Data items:
PR #3481, opened 2019-03-28
CMake adjustements for E+

jmarrec:
Revamp E+ section to allow building on windows, I had adjusted the 9.1.0 `ENV{ENERGYPLUSDIR}` in the UNIX block only.

Additional:
* Allow to place E+ zip/tar.gz in build folder and let Cmake deal with it (useful when you have several build folders, you can copy the new E+ tar.gz from one build folder to the others to avoid downloading 150 MB each time)
* Add status message to explain what's downloading too (I see a lot of "Downloading XX%" but you don't know whether it's radiance, Qt, Ruby, etc)

### DIFF
--- a/openstudiocore/CMakeLists.txt
+++ b/openstudiocore/CMakeLists.txt
@@ -397,25 +397,16 @@ if(UNIX)
   endif()
   if(NOT EXISTS "${CMAKE_BINARY_DIR}/${ENERGYPLUS_PATH}.tar.gz" OR NOT "${ENERGYPLUS_HASH}" MATCHES "${ENERGYPLUS_EXPECTED_HASH}")
     message(STATUS "Downloading EnergyPlus ${ENERGYPLUS_VERSION} (${ENERGYPLUS_PLATFORM})")
-    unset(ENERGYPLUS_FOUND CACHE)
-    unset(ENERGYPLUS_EXE CACHE)
-    unset(ENERGYPLUS_IDD CACHE)
-    unset(ENERGYPLUS_WEATHER_DIR CACHE)
+
     if(EXISTS "/etc/redhat-release")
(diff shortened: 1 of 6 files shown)


jmarrec:
I ran the Gtest and the OpenStudio-resources regression suite. Everything seems to pass.

There is a concerning difference for the bundle test though:

image

openstudiocore/CMakeLists.txt
```diff
@@ -397,25 +397,16 @@ if(UNIX)
...
-    unset(ENERGYPLUS_WEATHER_DIR CACHE)
+
     if(EXISTS "/etc/redhat-release")
       file(DOWNLOAD "http://openstudio-resources.s3.amazonaws.com/dependencies/${ENERGYPLUS_PATH}.tar.gz" "${CMAKE_BINARY_DIR}/${ENERGYPLUS_PATH}.tar.gz" INACTIVITY_TIMEOUT 320 SHOW_PROGRESS EXPECTED_MD5 ${ENERGYPLUS_EXPECTED_HASH})
     else()
       file(DOWNLOAD "https://github.com/NREL/EnergyPlus/releases/download/${ENERGYPLUS_RELEASE_NAME}/${ENERGYPLUS_PATH}.tar.gz" "${CMAKE_BINARY_DIR}/${ENERGYPLUS_PATH}.tar.gz" INACTIVITY_TIMEOUT 320 SHOW_PROGRESS EXPECTED_MD5 ${ENERGYPLUS_EXPECTED_HASH})
     endif()
+
+    # Remove the old extracted dir if exists
     execute_process(COMMAND ${CMAKE_COMMAND} -E remove_directory "${CMAKE_BINARY_DIR}/${ENERGYPLUS_PATH}")
```
macumber: @jmarrec i guess we could also delete "${CMAKE_BINARY_DIR}/resources/energyplus/" here too?

jmarrec: I guess we could indeed. Do you think the E+ simulation aren't being update when a replacement E+ package is downloaded?

PR #3494, opened 2019-04-10
SWIG cleanup

jmarrec:
SWIG cleanup with a special look at csharp.


jmarrec:
@macumber I think we probably need to create a `ModelEnergyMangementSystem.i` file to organize things a little better and be able to include stuff before it. Currently all EMS stuff is in `ModelCore.i` except that the EMS Ctors (in particular) of the different classes depend on a few things:

* EnergyManagementSystemSensor: depends on OutputMeter and OutputVariable: It's OK they are in ModelCore.i
* EnergyManagementSystemOutputVariable: depends on Curves (ModelResources.i), Constructions (Geometry.i),
* EnergyManagementSystemActuator: depends on Space (ModelGeometry.i), and  ThermalZone (ModelHVAC.i)

As a result, and because for Python bindings in particular, we might want to put them in a single file/module instead of distributing them throughout the files. 
Exception: `EMSActuatorNames` which is a class defined in ModelObject should stay in `ModelCore.i`

Thoughts?

macumber:
I am generally supportive of this, especially if it enables currently unavailable functionality in C#.  However, each new module is kind of a pain since we have to track module dependencies.  I had a start at that in the https://github.com/NREL/OpenStudio/blob/develop/developer/ruby/MakeDependencyGraph.rb script, this is now out of date with the latest changes.  @brianlball is the person working most closely with EMS objects so he should be involved here too.

I am getting more and more interested in regression tests for C#, we should consider that for a future work.

jmarrec:
I managed to build Ironbug but didn't test it in Grasshopper (in action) since I don't have Rhino. I sent the DLLs to @MingboPeng for him to make sure it still works.

MingboPeng:
@jmarrec  I have just tested 10 ASHRAE baseline systems and others, like VRF, chilled beam, FCU systems for both Honeybee and Ironbug, they all works fine from what I can see. I will do more tests tonight.
Thanks so much for putting efforts to fix this CSharp issue. I think we finally can move from 2.5 to 2.8 now.

Thanks,
Mingbo

jmarrec:
@MingboPeng Note that these changes aren't in 2.8.0 that was released before this PR was merged, but it'll be in the next release. Only https://github.com/NREL/OpenStudio/pull/3493 is in.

*WHAT YOU WILL DO:* The data above is to be given again, with every line exact.

*OUTPUT FOR THIS EXERCISE:*
PR #3481, opened 2019-03-28
CMake adjustements for E+

jmarrec:
Revamp E+ section to allow building on windows, I had adjusted the 9.1.0 `ENV{ENERGYPLUSDIR}` in the UNIX block only.

Additional:
* Allow to place E+ zip/tar.gz in build folder and let Cmake deal with it (useful when you have several build folders, you can copy the new E+ tar.gz from one build folder to the others to avoid downloading 150 MB each time)
* Add status message to explain what's downloading too (I see a lot of "Downloading XX%" but you don't know whether it's radiance, Qt, Ruby, etc)

### DIFF
--- a/openstudiocore/CMakeLists.txt
+++ b/openstudiocore/CMakeLists.txt
@@ -397,25 +397,16 @@ if(UNIX)
   endif()
   if(NOT EXISTS "${CMAKE_BINARY_DIR}/${ENERGYPLUS_PATH}.tar.gz" OR NOT "${ENERGYPLUS_HASH}" MATCHES "${ENERGYPLUS_EXPECTED_HASH}")
     message(STATUS "Downloading EnergyPlus ${ENERGYPLUS_VERSION} (${ENERGYPLUS_PLATFORM})")
-    unset(ENERGYPLUS_FOUND CACHE)
-    unset(ENERGYPLUS_EXE CACHE)
-    unset(ENERGYPLUS_IDD CACHE)
-    unset(ENERGYPLUS_WEATHER_DIR CACHE)
+
     if(EXISTS "/etc/redhat-release")
(diff shortened: 1 of 6 files shown)


jmarrec:
I ran the Gtest and the OpenStudio-resources regression suite. Everything seems to pass.

There is a concerning difference for the bundle test though:

image

openstudiocore/CMakeLists.txt
```diff
@@ -397,25 +397,16 @@ if(UNIX)
...
-    unset(ENERGYPLUS_WEATHER_DIR CACHE)
+
     if(EXISTS "/etc/redhat-release")
       file(DOWNLOAD "http://openstudio-resources.s3.amazonaws.com/dependencies/${ENERGYPLUS_PATH}.tar.gz" "${CMAKE_BINARY_DIR}/${ENERGYPLUS_PATH}.tar.gz" INACTIVITY_TIMEOUT 320 SHOW_PROGRESS EXPECTED_MD5 ${ENERGYPLUS_EXPECTED_HASH})
     else()
       file(DOWNLOAD "https://github.com/NREL/EnergyPlus/releases/download/${ENERGYPLUS_RELEASE_NAME}/${ENERGYPLUS_PATH}.tar.gz" "${CMAKE_BINARY_DIR}/${ENERGYPLUS_PATH}.tar.gz" INACTIVITY_TIMEOUT 320 SHOW_PROGRESS EXPECTED_MD5 ${ENERGYPLUS_EXPECTED_HASH})
     endif()
+
+    # Remove the old extracted dir if exists
     execute_process(COMMAND ${CMAKE_COMMAND} -E remove_directory "${CMAKE_BINARY_DIR}/${ENERGYPLUS_PATH}")
```
macumber: @jmarrec i guess we could also delete "${CMAKE_BINARY_DIR}/resources/energyplus/" here too?

jmarrec: I guess we could indeed. Do you think the E+ simulation aren't being update when a replacement E+ package is downloaded?

PR #3494, opened 2019-04-10
SWIG cleanup

jmarrec:
SWIG cleanup with a special look at csharp.


jmarrec:
@macumber I think we probably need to create a `ModelEnergyMangementSystem.i` file to organize things a little better and be able to include stuff before it. Currently all EMS stuff is in `ModelCore.i` except that the EMS Ctors (in particular) of the different classes depend on a few things:

* EnergyManagementSystemSensor: depends on OutputMeter and OutputVariable: It's OK they are in ModelCore.i
* EnergyManagementSystemOutputVariable: depends on Curves (ModelResources.i), Constructions (Geometry.i),
* EnergyManagementSystemActuator: depends on Space (ModelGeometry.i), and  ThermalZone (ModelHVAC.i)

As a result, and because for Python bindings in particular, we might want to put them in a single file/module instead of distributing them throughout the files. 
Exception: `EMSActuatorNames` which is a class defined in ModelObject should stay in `ModelCore.i`

Thoughts?

macumber:
I am generally supportive of this, especially if it enables currently unavailable functionality in C#.  However, each new module is kind of a pain since we have to track module dependencies.  I had a start at that in the https://github.com/NREL/OpenStudio/blob/develop/developer/ruby/MakeDependencyGraph.rb script, this is now out of date with the latest changes.  @brianlball is the person working most closely with EMS objects so he should be involved here too.

I am getting more and more interested in regression tests for C#, we should consider that for a future work.

jmarrec:
I managed to build Ironbug but didn't test it in Grasshopper (in action) since I don't have Rhino. I sent the DLLs to @MingboPeng for him to make sure it still works.

MingboPeng:
@jmarrec  I have just tested 10 ASHRAE baseline systems and others, like VRF, chilled beam, FCU systems for both Honeybee and Ironbug, they all works fine from what I can see. I will do more tests tonight.
Thanks so much for putting efforts to fix this CSharp issue. I think we finally can move from 2.5 to 2.8 now.

Thanks,
Mingbo

jmarrec:
@MingboPeng Note that these changes aren't in 2.8.0 that was released before this PR was merged, but it'll be in the next release. Only https://github.com/NREL/OpenStudio/pull/3493 is in.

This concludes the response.